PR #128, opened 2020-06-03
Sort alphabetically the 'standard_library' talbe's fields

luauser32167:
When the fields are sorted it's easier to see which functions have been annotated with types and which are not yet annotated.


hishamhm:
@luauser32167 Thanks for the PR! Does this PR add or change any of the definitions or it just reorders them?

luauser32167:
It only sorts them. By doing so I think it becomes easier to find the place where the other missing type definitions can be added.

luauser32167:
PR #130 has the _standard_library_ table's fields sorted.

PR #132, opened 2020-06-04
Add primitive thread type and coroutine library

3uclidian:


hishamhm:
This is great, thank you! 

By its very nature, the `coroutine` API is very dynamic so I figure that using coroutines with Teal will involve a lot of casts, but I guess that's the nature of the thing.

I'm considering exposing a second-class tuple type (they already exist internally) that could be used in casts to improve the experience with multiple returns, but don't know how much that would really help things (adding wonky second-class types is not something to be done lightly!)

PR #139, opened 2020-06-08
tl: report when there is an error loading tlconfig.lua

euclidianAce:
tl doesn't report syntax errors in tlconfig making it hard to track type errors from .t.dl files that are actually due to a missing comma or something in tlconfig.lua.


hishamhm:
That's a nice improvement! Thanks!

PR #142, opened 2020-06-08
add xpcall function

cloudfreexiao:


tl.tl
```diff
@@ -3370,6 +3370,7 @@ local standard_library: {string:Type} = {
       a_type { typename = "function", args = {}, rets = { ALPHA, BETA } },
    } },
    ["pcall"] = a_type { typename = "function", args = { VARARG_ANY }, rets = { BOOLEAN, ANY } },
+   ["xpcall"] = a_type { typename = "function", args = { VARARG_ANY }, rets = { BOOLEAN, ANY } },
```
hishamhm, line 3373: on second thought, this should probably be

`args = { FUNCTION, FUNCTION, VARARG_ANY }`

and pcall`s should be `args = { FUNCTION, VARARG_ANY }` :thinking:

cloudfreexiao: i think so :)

- [Work order]
Copy each line above that contains the string "typename".

- [Exercise response]
       a_type { typename = "function", args = {}, rets = { ALPHA, BETA } },
    ["pcall"] = a_type { typename = "function", args = { VARARG_ANY }, rets = { BOOLEAN, ANY } },
+   ["xpcall"] = a_type { typename = "function", args = { VARARG_ANY }, rets = { BOOLEAN, ANY } },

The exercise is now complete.